» Exercise directions
Collect every line in the records below that contains the word "attachCondition".

== Task input

PR #19, opened 2016-03-17
Remove fixed guard conditions

jacquelinekay:
Connects to ros2/rcl#33

### DIFF
--- a/rmw_fastrtps_cpp/src/functions.cpp
+++ b/rmw_fastrtps_cpp/src/functions.cpp
@@ -873,7 +873,7 @@ fail:
     }
 
     rmw_waitset_t *
-    rmw_create_waitset(rmw_guard_conditions_t * fixed_guard_conditions, size_t max_conditions)
+    rmw_create_waitset(size_t max_conditions)
     {
         rmw_waitset_t * waitset = rmw_waitset_allocate();
         GuardCondition * rtps_guard_cond = nullptr;
@@ -892,25 +892,6 @@ fail:
         if (!waitset_info) {
             RMW_SET_ERROR_MSG("failed to construct waitset info struct");
             goto fail;
-        }
-
-        waitset->fixed_guard_conditions = fixed_guard_conditions;
-        if (fixed_guard_conditions) {
-            if (!fixed_guard_conditions->guard_conditions) {
-                RMW_SET_ERROR_MSG("Received invalid guard condition array");
-                goto fail;
-            }
-            // Attach the fixed guard conditions to the waitset (and detach them in destroy)
-            for (size_t i = 0; i < fixed_guard_conditions->guard_condition_count; ++i) {
-                void * guard_cond = fixed_guard_conditions->guard_conditions[i];
-                if (!guard_cond) {
-                    RMW_SET_ERROR_MSG("Received invalid guard condition");
-                    goto fail;
-                }
-                rtps_guard_cond = static_cast<GuardCondition *>(guard_cond);
-                rtps_guard_cond->attachCondition(
-                    &waitset_info->condition_mutex, &waitset_info->condition);
-            }
         }
 
         return waitset;
@@ -949,25 +930,6 @@ fail:
         if (!conditionMutex) {
             RMW_SET_ERROR_MSG("waitset mutex is null");
             return RMW_RET_ERROR;
-        }
-
-        rmw_guard_conditions_t * fixed_guard_conditions = waitset->fixed_guard_conditions;
-        if (fixed_guard_conditions && fixed_guard_conditions->guard_conditions) {
-            // Attach the fixed guard conditions to the waitset (and detach them in destroy)
-            std::unique_lock<std::mutex> lock(*conditionMutex);
-            for (size_t i = 0; i < fixed_guard_conditions->guard_condition_count; ++i) {
-                void * guard_cond = fixed_guard_conditions->guard_conditions[i];
-                if (!guard_cond) {
-                    continue;
-                }
-                GuardCondition * rtps_guard_cond = static_cast<GuardCondition *>(guard_cond);
-                if (!rtps_guard_cond) {
-                    continue;
-                }
-                lock.unlock();
-                rtps_guard_cond->dettachCondition();
-                lock.lock();
-            }
         }
 
         if (waitset) {
@@ -1640,7 +1602,6 @@ fail:
                 guard_condition->attachCondition(conditionMutex, conditionVariable);
             }
         }
-        rmw_guard_conditions_t * fixed_guard_conditions = waitset->fixed_guard_conditions;
 
         std::unique_lock<std::mutex> lock(*conditionMutex);
 
@@ -1680,15 +1641,6 @@ fail:
                 void *data = guard_conditions->guard_conditions[i];
                 GuardCondition *guard_condition = (GuardCondition*)data;
                 if(guard_condition->hasTriggered())
-                    hasToWait = false;
-            }
-        }
-        if (fixed_guard_conditions) {
-            for (unsigned long i = 0; hasToWait && i < fixed_guard_conditions->guard_condition_count; ++i)
-            {
-                void *data = fixed_guard_conditions->guard_conditions[i];
-                GuardCondition *guard_condition = (GuardCondition*)data;
-                if(guard_condition->getHasTriggered())
                     hasToWait = false;
             }
         }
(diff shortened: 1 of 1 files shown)


rmw_fastrtps_cpp/src/functions.cpp
```diff
@@ -1750,10 +1702,9 @@ extern "C"
             {
                 void *data = guard_conditions->guard_conditions[i];
                 GuardCondition *guard_condition = (GuardCondition*)data;
-                if(!guard_condition->getHasTriggered())
-                {
-                    guard_conditions->guard_conditions[i] = 0;
-                }
+                // Guard conditions persist (don't set to null)
+                // We call getHasTriggered to reset the trigger state.
```
dirk-thomas: Setting it to null was used to signal to the caller that this condition has "triggered". How is that being detected now?

jacquelinekay: @wjwwood wrote a rather long post about guard conditions: https://github.com/ros2/rcl/pull/33#issuecomment-198531721

I don't think that it's necessary to signal which guard condition triggered to the caller of wait. We use this pattern for subscriptions, services, and clients that get triggered so that the executor knows which callback to call, but guard conditions have no corresponding callback (they simply wake up the blocking call to wait).

wjwwood: It might be worth preserving the ability to detect which guard conditions were triggered during a wait (even if only for debugging).

jacquelinekay: ok. I confess I don't really like the "setting the handles to null" pattern in rmw/rclcpp because it requires managing a lot of boilerplate in the Executor, but I'm not going to spend time trying to make up a better pattern right now because I have so many pull requests in flight. It's also a bit hard to motivate keeping the boilerplate to manage the null handles in Executor for debugging purposes when there isn't an existing use case for it--I can see how this would be useful if we didn't have a completely monolithic system where we can edit and rebuild all the packages, but right now if I wanted to debug things I would just go directly into the RMW implementations... Anyway, if you both think this is worth preserving, I will fix up this pull request (and all the other rmw implementations) accordingly.

wjwwood: Just so we're on the same page, this is how I currently imagine things, maybe I am missing some part, so I'll describe it and perhaps you could correct me if I have it wrong? Currently you have to:

- Add guard conditions to the wait set once per executor (rather than once per call to rmw_wait)

And to preserve the ability to tell which guard condition was triggered you would need to:

- Add guard conditions to a list of guard conditions once per executor
- Add a pointer for each guard condition in the list once per call to rmw_wait

Is there other boilerplate that you need? If I'm right, you should no longer need to check which guard conditions were set to null each time in the executor (unless we add code to do debugging later). There is more work to be done in each rmw implementation (which we're talking about here), but I believe they are already setup to do that anyways.

The slight benefit to debugging, that I was thinking about, was being able to put a debug line in which printed a message, for example, when rmw_wait had been woken up by a node adding something new, rather than due to shutdown or ctrl-c. This would not be as convenient within the rmw implementations since they don't have the context about what each which guard condition they were given is used for, but the executor does.

Hopefully we can come to a consensus that this a valuable thing to preserve, rather than just giving in to the will of others. Honestly, if you think it's not a good idea then I'd said we do what you want since you're working on it actively at the moment.

As for the pattern of setting non-ready things to null, that's the pattern used by the `select` system call. My gut reaction is that it's probably the best solution because I've never seen a better one, but if you find one I'd love to hear about it. It is definitely an inconvenient interface, but I had written that off as one of the costs of doing this in C.

jacquelinekay: I agree with you that we no longer need to check which guard conditions were set to null in the executor.

By making the change that Dirk commented on that prompted this conversation, I am taking this one step further, e.g. because we no longer need to check it then we no longer need to set the guard condition handles to null.

I guess I would advocate actually implementing the debugging system you proposed if we are going to also keep setting the guard condition handles to null in the Executor, rather than keeping the functionality that I want to eliminate and not implementing the system that depends on it (the debugging system).

Does that make sense?

wjwwood: Yeah, that would be great, but unfortunately we don't have console logging yet :stuck_out_tongue:. And this is the kind of thing you want wrapped in `#ifndef NDEBUG` and on a "super debug level" so it doesn't print all the time. Just printing to stderr probably wouldn't be appropriate in this case. Otherwise I would have just suggested we implement the debugging now.

It shouldn't be difficult (and shouldn't take much effort) to re-add this functionality in the future if/when we have logging and need to debug it. So based on that and you're opinion, I'd say it's safe to remove it.

dirk-thomas: By not having a way to detect which conditions triggered the caller must *always* "handle" all of them. If in the event of a condition the processing is significant the caller has no way of doing that overhead conditionally. Therefore I think it makes sense to *keep* the ability to signal the triggered conditions.

wjwwood: > By not having a way to detect which conditions triggered the caller must always "handle" all of them. If in the event of a condition the processing is significant the caller has no way of doing that overhead conditionally. Therefore I think it makes sense to keep the ability to signal the triggered conditions.

I think @jacquelinekay's point is that this is another example of a solution in search of a problem. Without being able to point to a scenario where we need to do this it might not be worth keeping. Another way to look at it is that if we're not using it (even just in a test) then it's very likely it will be broken at some point and no one will notice.

dirk-thomas: Without this we are not able to check that our code is sleeping correctly. Simply because of that I think it is crucial to keep.

Second: the only reason why our executor has to refill all the handles every time before wait is because it simply doesn't use the information if the interrupt condition was triggered (in order to use new/changes handles). I think that is a good example why using this information is useful to avoid overhead like this.

wjwwood: > Without this we are not able to check that our code is sleeping correctly. Simply because of that I think it is crucial to keep.

That's the debugging argument, which without addressing the fact that we don't have a good way to do the debugging yet is to just reiterate what has already been argued.

My opinion is that we leave it until we need it or we have the tools to responsibly log it, but I can't honestly say that opinion is any more correct than @jacquelinekay's which is that if we're not using it we should get rid of it.

> Second: the only reason why our executor has to refill all the handles every time before wait is because it simply doesn't use the information if the interrupt condition was triggered (in order to use new/changes handles). I think that is a good example why using this information is useful to avoid overhead like this.

I don't understand what you mean here. As I understand it, the reason we have to refill the handles each time is because the rmw layer will replace pointers to the guard conditions with null anytime they're not set after waking up. Also that the set of guard conditions being passed may change from loop to loop (like when nodes are added or removed). So I think the simplest thing to do is to clear the guard conditions and add them all each time regardless of what has been waited on in the past and what was triggered or not last loop. This isn't an expensive set of operations, it's basically a memset to 0 for the waitset storage and then assigning the pointers into the waitset's storage. You might have to resize the waitset storage which is more expensive but hopefully infrequent.

I suppose you could maintain additional state and only selectively "reinsert" pointers into the waitset storage when entering a new loop, but I think that would be more computation than just reassigning them all each time. Also reassigning them all each time couldn't be avoided when you need to resize the waitset or when the set of things being waited on has changed. So I think it would add a lot of complexity for relatively little benefit.

wjwwood: At this point, I don't know if we've reached a consensus or not. My vote is to keep setting non-triggered guard conditions to null (and refilling them each loop) and just ignore which ones were triggered until we need that information for whatever reason. But I'm also fine if we take it out now.

@jacquelinekay I don't know if you just want to make a decision and run with it or wait until the next ROS 2 meeting.

wjwwood:
Aside from the discussion inline, this lgtm.

rmw_fastrtps_cpp/src/functions.cpp
jacquelinekay: I can wait until the next meeting. I think if I focus on the rcl/rclcpp refactor for a bit it will help me understand what the rcl_wait/rmw_wait and guard conditions part of the code should look like. Merging C services will also make working on this easier, since I'll only have to rebase on one set of changes instead of 2.

jacquelinekay: I thought about it some more and I decided that I agree with Dirk for now.

f8e81aa

I also think that this will work with my current set of changes in rclcpp just fine. Launching CI just in case (I should also probably launch a repeated job).

http://ci.ros2.org/job/ci_osx/895/

jacquelinekay: Oops, the new build failed because I forgot to rebase rcl, so I retriggered. http://ci.ros2.org/job/ci_osx/896/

====

» Exercise result
-                rtps_guard_cond->attachCondition(
                 guard_condition->attachCondition(conditionMutex, conditionVariable);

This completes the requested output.